The offer starts at 9am Saturday 17th December and lasts until 9pm Monday 19th December 2011 - so don't miss out! To make sure your coffee arrives fresh and in time for Christmas we'll post by First Class Royal Mail by Tuesday 20th December 2011.


----------



## nekromantik

is hands on coffee good?

how are the beans compared to Has Bean?


----------



## RvB

nekromantik said:


> is hands on coffee good?


yes it is!


----------



## nekromantik

I only just ordered some james gormet 250g bag which not arrived yet but now im tempted to get Lusty Glaze 1KG bag for £14 as it works out just under £4 per 250g!


----------



## coffeeone

ahh man cannot believe i just saw this thread now. i wanted to try this site out as well. oh well.


----------



## MikeHag

coffeeone said:


> ahh man cannot believe i just saw this thread now. i wanted to try this site out as well. oh well.


If you give Paul a ring maybe he'll extend the offer... dunno, and I can't speak for him of course


----------



## coffeeone

well it wont hurt to ring him i guess, thanks.

edit - spoke to eloise. She was very nice but explained i was too late. Oh well may get them next year. I liked the look of this company from their site seem rather home grown. How do their beans compare?


----------



## bobbytoad

coffeeone said:


> ahh man cannot believe i just saw this thread now. i wanted to try this site out as well. oh well.


 In the same boat as you - postage seems a bit steep otherwise or is it just me?


----------



## nekromantik

bobbytoad said:


> In the same boat as you - postage seems a bit steep otherwise or is it just me?


they are only above has bean shipping costs.

all the online coffee roasters I seen charge between £1.90 - £2.90 for one bag.


----------



## MikeHag

coffeeone said:


> how do their beans compare?


Paul is roasting the beans for my UKBC set. Personally I think his roasts and their choice of beans are excellent. I know they choose them carefully. Their roaster is a joper, a hybrid of conduction and convection. Makes a great, clean and consistent roast IMHO. But everyone has their own preferences and favourite roasters. Re postage, might be slightly more than some because they do package it very securely to avoid damage in transit... have some scissors to hand when it arrives!


----------



## RvB

bobbytoad said:


> In the same boat as you - postage seems a bit steep otherwise or is it just me?


No, don't seem to be. £2.75 postage for a single bag of beans that weigh over 250g once packaged up??? 1st class postage is £2.48 for 250g to 500g parcels, I don't think it's unreaonable to charge a little extra for packaging, especially when they come as neatly and securely wrapped as Hands on Bean's do. Will the extra 27p cover the costs of the packaging material, the time in packaging it up and taking it to the post office, definitely not!


----------



## RvB

coffeeone said:


> How do their beans compare?


They're quality beans, freshly roasted. Any comparison is going to be subjective, give them a go and decide for yourself.


----------



## coffeeone

taste is indeed subjective. I am however, incredibly new to this game and whilst i intend to try a few different suppliers it would be nice to try the best first, lol.
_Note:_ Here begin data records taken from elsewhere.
PR #969, opened 2024-07-10
FW-5935 Remove site feature signal syncing media indexes

bronson-c:
### Description of Changes
- Removes the signal tied to site features that re-indexed a site's media on create and delete
- Added synchronous media indexing that runs only when the site feature API is used
- Added tests to ensure the media sync does not occur when site features are created/modified/deleted directly in the django db
- Added tests to ensure the reindexing does occur when using the site feature API

### Checklist

### Additional Notes
N/A

### DIFF
--- a/firstvoices/backend/views/site_feature_views.py
+++ b/firstvoices/backend/views/site_feature_views.py
@@ -2,6 +2,9 @@ from drf_spectacular.utils import OpenApiResponse, extend_schema, extend_schema_
 from rest_framework.viewsets import ModelViewSet
 
 from backend.models.sites import SiteFeature
+from backend.search.tasks.site_content_indexing_tasks import (
+    sync_all_media_site_content_in_indexes,
+)
 from backend.serializers.site_feature_serializers import SiteFeatureDetailSerializer
 from backend.views import doc_strings
 from backend.views.api_doc_variables import key_parameter, site_slug_parameter
@@ -37,7 +40,8 @@ from backend.views.base_views import FVPermissionViewSetMixin, SiteContentViewSe
         ],
     ),
     create=extend_schema(
-        description="Create a new feature flag for the site. Site feature keys cannot be changed after creation.",
+        description="Create a new feature flag for the site. Site feature keys cannot be changed after creation. "
+        "Triggers a reindex of all media content in the site.",
         responses={
             201: OpenApiResponse(
                 description=doc_strings.success_201,
@@ -50,7 +54,8 @@ from backend.views.base_views import FVPermissionViewSetMixin, SiteContentViewSe
         parameters=[site_slug_parameter],
     ),
     update=extend_schema(
-        description="Edit a feature flag for the specified site. Site feature keys cannot be changed after creation.",
+        description="Edit a feature flag for the specified site. Site feature keys cannot be changed after creation."
+        "Triggers a reindex of all media content in the site.",
         responses={
             200: OpenApiResponse(
                 description=doc_strings.success_200_edit,
@@ -66,7 +71,8 @@ from backend.views.base_views import FVPermissionViewSetMixin, SiteContentViewSe
         ],
     ),
     partial_update=extend_schema(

I have purchased my first real beans from drury which i will try soon and i read that they dont always roast them to order and some have complained at their freshness. I noticed that hands-on do appear to roast to order. How are their beans packed? What i mean by that is can you leave them in the bad they come in or is that a no-no? Same question for drury i guess?


----------



## MikeHag

coffeeone said:


> it would be nice to try the best first





coffeeone said:


> I have purchased my first real beans from drury


Oof!

Just kidding.


----------



## bobbytoad

coffeeone said:


> t How are their beans packed? What i mean by that is can you leave them in the bad they come in or is that a no-no? Same question for drury i guess?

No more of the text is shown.